PR #484, opened 2024-07-03
chore(open-payments): parse error objects, and return error codes

### LINKED ISSUE #482: Expose `GNAPErrorCode` to `OpenPaymentsClientError` in client
Context: Web Monetization extension

If a user revokes key from wallet, all subsequent requests error with `HTTP 400` + `invalid_client`. But this code isn't available to client to check whether it's a 400 due to `invalid_client` or some other reason. The response body says `invalid_client`, but we can't access the body on error.

Exposing this in `OpenPaymentsClientError` would help us gracefully handle https://github.com/interledger/web-monetization-extension/issues/332

mkurapov:
Now that we are returning the following error response from the AS:
```json
{
    "error": {
        "code": "invalid_client",
        "description": "could not determine client"
    }
}
```

we now populate `code` and `description` fields in the `OpenPaymentsClientError` with the correct values.

## Context
- Fixes #482

### DIFF
--- a/packages/open-payments/src/client/index.test.ts
+++ b/packages/open-payments/src/client/index.test.ts
@@ -75,6 +75,7 @@ describe('Client', (): void => {
     })
 
     test('throws error if could not load private key as Buffer', async (): Promise<void> => {
+      expect.assertions(2)
       try {
         await createAuthenticatedClient({
           logger: silentLogger,
@@ -92,6 +93,7 @@ describe('Client', (): void => {
     })
 
     test('throws error if could not load private key', async (): Promise<void> => {
+      expect.assertions(2)
       try {
         await createAuthenticatedClient({
           logger: silentLogger,
@@ -116,6 +118,7 @@ describe('Client', (): void => {
     `(
       'throws an error if both authenticatedRequestInterceptor and privateKey or keyId are provided',
       async ({ keyId, privateKey }) => {
+        expect.assertions(2)
         try {
           // @ts-expect-error Invalid args
           await createAuthenticatedClient({
--- a/packages/open-payments/src/client/requests.test.ts
+++ b/packages/open-payments/src/client/requests.test.ts
@@ -2,6 +2,7 @@ import {
   createHttpClient,
   deleteRequest,
   get,
+  handleError,
   HttpClient,
   post,
   requestShouldBeAuthorized,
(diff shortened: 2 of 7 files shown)


packages/open-payments/src/client/index.test.ts
```diff
@@ -75,6 +75,7 @@ describe('Client', (): void => {
     })
 
     test('throws error if could not load private key as Buffer', async (): Promise<void> => {
+      expect.assertions(2)
```
mkurapov, line 78: adding some missing assertions

packages/open-payments/src/client/requests.ts
```diff
@@ -158,23 +158,34 @@ const handleError = async (
...
+    let responseBody:
+      | {
+          error: { description: string; code: string }
+        }
+      | string
+      | undefined
 
     try {
-      responseBody = (await error.response.json()) as { message: string }
+      responseBody = await error.response.text()
```
mkurapov, line 174: once we start returning object response from the RS, this can be just `await error.response.json()`, but this handles both

packages/open-payments/src/client/requests.test.ts
```diff
@@ -817,4 +818,151 @@ describe('requests', (): void => {
...
+            errors: [{ message: 'invalid request' }]
+          },
+          requestType: 'POST',
+          url
+        })
+      } catch (error) {
+        assert.ok(error instanceof OpenPaymentsClientError)
+        expect(error.message).toBe('Error making Open Payments POST request')
+        expect(error.description).toBe('Could not validate OpenAPI response')
+        expect(error.code).toBeUndefined()
```
sidvishnoi, line 922: Can this be `validation_failed` or something?

packages/open-payments/src/client/requests.ts
```diff
@@ -158,23 +158,34 @@ const handleError = async (
...
   let validationErrors
+  let errorCode
 
   const { HTTPError } = await import('ky')
 
   if (error instanceof HTTPError) {
-    let responseBody
+    let responseBody:
+      | {
+          error: { description: string; code: string }
```
sidvishnoi, line 168: The `responseBody.error?.code` tests below suggest these could be undefined.
```suggestion
          error: { description?: string; code?: string }
```

sidvishnoi (approved):
LGTM. Thanks @mkurapov!

packages/open-payments/src/client/requests.ts
mkurapov: Down below, I'm primarily checking that `responseBody.error` is defined, and if it is, I'm assuming `error.description` and `error.code` are indeed defined.

I added a [commit](https://github.com/interledger/open-payments/pull/484/commits/7a78eb91eb0c232e21aa349c5a84a5b8c99b798b) to simplify the assertion

PR #480, opened 2024-06-04
chore: export OutgoingPaymentWithSpentAmounts

BlairCurrey:
## Changes proposed in this pull request

exports `OutgoingPaymentWithSpentAmounts`  type

## Context

missed in  https://github.com/interledger/open-payments/pull/474

PR #488, opened 2024-07-08
fix(open-payments): change outgoingPayment.create return type

BlairCurrey:

- updates return type of create outgoing payment method on the open payments client

## Context

fixes issue raised in this comment: https://github.com/interledger/open-payments/pull/480#issuecomment-2202353862

looks like it was probably first encountered here https://github.com/interledger/web-monetization-extension/pull/386/files

### DIFF
--- a/.changeset/eight-cups-reflect.md
+++ b/.changeset/eight-cups-reflect.md
@@ -1,5 +1,5 @@
 ---
-'@interledger/open-payments': major
+'@interledger/open-payments': patch
 ---
 
-Changes return type of outgoingPayment.create to OutgoingPaymentWithSpentAmounts to reflect correct return type. Consumers should update code to account for new return type as needed.
+Changes return type of outgoingPayment.create to OutgoingPaymentWithSpentAmounts to reflect correct return type.
--- a/.changeset/eight-cups-reflect.md
+++ b/.changeset/eight-cups-reflect.md
@@ -1,0 +1,5 @@
+---
+'@interledger/open-payments': major
+---
+
+Changes return type of outgoingPayment.create to OutgoingPaymentWithSpentAmounts to reflect correct return type. Consumers should update code to account for new return type as needed.
--- a/packages/open-payments/src/client/outgoing-payment.ts
+++ b/packages/open-payments/src/client/outgoing-payment.ts
@@ -10,6 +10,7 @@ import {
   getRSPath,
   OutgoingPayment,
   OutgoingPaymentPaginationResult,
+  OutgoingPaymentWithSpentAmounts,
   PaginationArgs
 } from '../types'
 import { get, post } from './requests'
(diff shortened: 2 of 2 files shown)


.changeset/eight-cups-reflect.md
```diff
@@ -0,0 +1,5 @@
+---
+'@interledger/open-payments': major
+---
+
+Changes return type of outgoingPayment.create to OutgoingPaymentWithSpentAmounts to reflect correct return type. Consumers should update code to account for new return type as needed.
```
BlairCurrey, line 5: Major since it may break consumers. such as here perhaps: https://github.com/interledger/web-monetization-extension/pull/386/files

sidvishnoi:
Why do we have two interfaces - `OutgoingPaymentWithSpentAmounts` and `OutgoingPayment`?
The only difference I see between them are two keys: `"grantSpentDebitAmount" | "grantSpentReceiveAmount"`, that are optional. So, I think we can rename `OutgoingPaymentWithSpentAmounts` to `OutgoingPayment` and keep only one of them (and won't be a breaking change either, as optional keys got added).

.changeset/eight-cups-reflect.md
mkurapov: Isn't it technically just adding new optional fields though? i.e. it wouldn't necessarily break current consumers

BlairCurrey:
> Why do we have two interfaces - `OutgoingPaymentWithSpentAmounts` and `OutgoingPayment`? 

Originally we added a different type for the `POST /outgoing-payment` endpoint because we wanted to return these additional fields on that endpoint only. `GET /outgoing-payment` will never have these fields, for example.

I felt like having them as optional properties on the other `/outgoing-payment` endpoints was misleading because we know they will never be defined. Although it would still adhere to the spec, since they are optional, and does simplify the types. 🤔

.changeset/eight-cups-reflect.md
BlairCurrey: could break at build, no?

mkurapov:
I think having an explicit interface is safer (and this still can still be a `minor` version bump _I think_, since its just net new fields). 

We should have the types for the operations adhere close to the spec as possible -> in this case, if we end up making `grantSpentDebitAmount` required (or add a new field, or anything else to `OutgoingPayment` like @BlairCurrey said, it might be misleading/cause issues)

.changeset/eight-cups-reflect.md
sidvishnoi: Just in case, it won't break for extension  (I aliased the import there). So I'm happy with a patch change for this.

BlairCurrey: yeah, you're right. updated to patch

mkurapov (approved):

sidvishnoi (approved):

Issue #495, opened 2024-07-30
Docs: update badge colors in sidenav for api docs


melissahenderson:
The API docs use [badges](https://starlight.astro.build/guides/sidebar/#badges) in the sidenav TOC so you can quickly see the different methods (POST, GET, DELETE). The GET badge is green and the POST badge is blue.

When you open an API doc for a GET or POST call, the color used for the method at the top of the page is the inverse. 

We should flip the colors used in the sidenav so that GET is blue and POST is green.

melissahenderson:
Taken care of by Brad in his PR

Issue #407, opened 2024-01-04
Add glossary to Open Payments docs


melissahenderson:
A glossary file exists in the OP project today (drafts > glossary.mdx). It needs to be completed/expanded, then made public.

PR #496, opened 2024-08-01
Issues 407 and 495

brad-dow:

#407 : Added Glossary - removed from draft status, finished definitions, and put into sidebar
#495 : Fixed badge colors, swapping blue and green


hajjimo (approved):
Two minor things that are not showstoppers:

The badge colors are not the same shade of blue and green as the API docs. We could do custom styling on the badges, but that may be overkill. At least the badges and API docs are better aligned now. 

I'm conflicted about whether we should include Identity Provider in the glossary. It's not really part of Open Payments, and in that sense, it's fine that we don't have an entry for it. At the same time, we do delve into the concept on the Grant negotiation and authorization page, and in that regard, I wonder if it warrants an entry.

docs/src/content/docs/snippets/wallet-get-info.mdx
```diff
@@ -11,7 +11,7 @@ import Js from '/src/partials/js-prerequisites.mdx'
 
 For a client to request a grant from an authorization server, the client must first verify the validity of the wallet address and get the URL of the wallet's authorization server.
 
-These code snippets enable an authenticated client to verify a wallet address, get the basic information required to construct a new transaction, and discover the auth server’s URL. Note that unauthenticated clients can also call the Open Payments API to get wallet address information.
+These code snippets enable an authenticated client to verify a wallet address, get the basic information required to construct a new transaction, and discover the auth server’s URL. Note that unauthenticated clients can also call the Open Payments APIs to get wallet address information.
```
melissahenderson, line 14: In this instance, unauthenticated clients can only call the Wallet Address Server API, not the Resource Server or Auth Server APIs. The plural should be changed back to singular and we need to figure out how to actually refer to these APIs in the docs.

docs/src/content/docs/resources/glossary.mdx
```diff
@@ -0,0 +1,45 @@
...
+
+An account servicing entity provides and maintains a payment account for a payer and payee, and is a regulated entity in the country/countries it operates.
+
+## Authorization server (AS)
+
+An authorization server issues tokens to clients, which can then be used to perform authorized actions on resource servers. In the context of Open Payments, the authorization server grants permission for a client to access the Open Payments APIs and the `incoming-payment`, `quote`, and `outgoing-payment` resources. Open Payments leverages GNAP as the mechanism for delegating authorization.
+
+## Client
+
+A client is an application or service that interacts with the authorization server to obtain grants and tokens. A client uses these tokens to access resources or perform transactions on behalf of a user or system.
```
melissahenderson, line 17: I don't know if this is overkill. Just a suggestion. 

A client is an application or service, such as a mobile or web app, that interacts with an authorization server to obtain grants and tokens. A client uses these tokens to access resources on a resource server to perform actions, such as retrieving transaction history and setting up payments, on behalf of a user or system.

docs/src/content/docs/resources/glossary.mdx
```diff
@@ -0,0 +1,45 @@
...
+
+## Grant Negotiation and Authorization Protocol (GNAP)
+
+The Grant Negotiation Authorization Protocol (GNAP) defines a mechanism for delegating authorization to a piece of software, and conveying the results and artifacts of that delegation to the software. This delegation can include access to a set of APIs as well as subject information passed directly to the software. For more information, see the [specification](https://datatracker.ietf.org/doc/html/draft-ietf-gnap-core-protocol-12).
+
+## Incoming payment resource
+
+An incoming payment resource is an object that represents a payment being received by an entity. This resource contains information about the incoming payment, such as the amount, currency, receiver's wallet address, and payment status. It is used to track and manage payments that are expected to or have been received.
+
+## Interactive grant
```
melissahenderson, line 27: Building off Mohammed's comment about whether we should include an entry for this in the glossary...

I think a good compromise may be to remove the entry, and in the outgoing payment resource entry, link the word "consent" to /introduction/grants/#identity-providers. 

Within that section, there's a tooltip that defines an interactive grant as requiring explicit interaction/consent from the resource owner before an access token can be issued. This way the reader can see the grant along with the thing that manages consent -- the identity provider.

docs/src/content/docs/resources/glossary.mdx
```diff
@@ -0,0 +1,45 @@
...
+
+## Outgoing payment resource
+
+An outgoing payment resource is an object that represents a payment being sent by an entity. This resource contains information about the outgoing payment, such as the amount, currency, receiver's wallet address, and payment status. Outgoing payment resources require explicit consent from the sender, obtained through an interactive grant, and serves as a mechanism to separate payment instructions from payment execution.
+
+## Quote resource
+
+A quote resource is an object that represents a potential payment being received by an entity. This resource contains information about the potential payment, but is mainly used to indicate the total cost, including any applicable fees, to make the payment. The quote resource also serves as a commitment from the sender's ASE to deliver a particular amount to the receiver's ASE and it only valid for a limited time.
```
melissahenderson, line 41: Link to /introduction/op-concepts/#quote

The resource is created by the sender's ASE, on their resource server, after the incoming payment resource is created by the recipient's ASE.

melissahenderson:
@hajjimo  I see what you mean about the color. If it was something we could easily adjust, I'd say we should change it. But it requires HJ to customize some stuff.

docs/src/content/docs/resources/glossary.mdx
brad-dow: I like that approach. Removing entry for "interactive grant" and linking to identity providers in the "outgoing payment resource" entry.

docs/src/content/docs/resources/glossary.mdx
```diff
@@ -0,0 +1,45 @@
...
+
+## Resource server (RS)
+
+A resource server hosts protected resources and enforces access controls based on the tokens provided by the authorization server. In the context of Open Payments, the resource server manages access to three payment-related resources (`incoming-payment`, `quote`, and `outgoing-payment`), ensuring that only authorized clients can perform actions through the Open Payments APIs.
```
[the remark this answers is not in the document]
brad-dow: I don't have strong feelings either. Because the first sentence is a non-Open Payments-specific definition, that second sentence really sounded like a generic resource server statement before I added that qualifier. 

Authorization Server is structured the same way.

docs/src/content/docs/snippets/wallet-get-info.mdx
brad-dow: I'm going to switch back to singular and refer to it as the "Wallet Address API". That's what it's called in the OpenAPI spec: https://github.com/interledger/open-payments/blob/main/openapi/wallet-address-server.yaml

melissahenderson (approved):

##############################

Output each line of the records above exactly, beginning at the first, and stop once the line containing "Context: Web Monetization extension" has been output.

PR #484, opened 2024-07-03
chore(open-payments): parse error objects, and return error codes

### LINKED ISSUE #482: Expose `GNAPErrorCode` to `OpenPaymentsClientError` in client
Context: Web Monetization extension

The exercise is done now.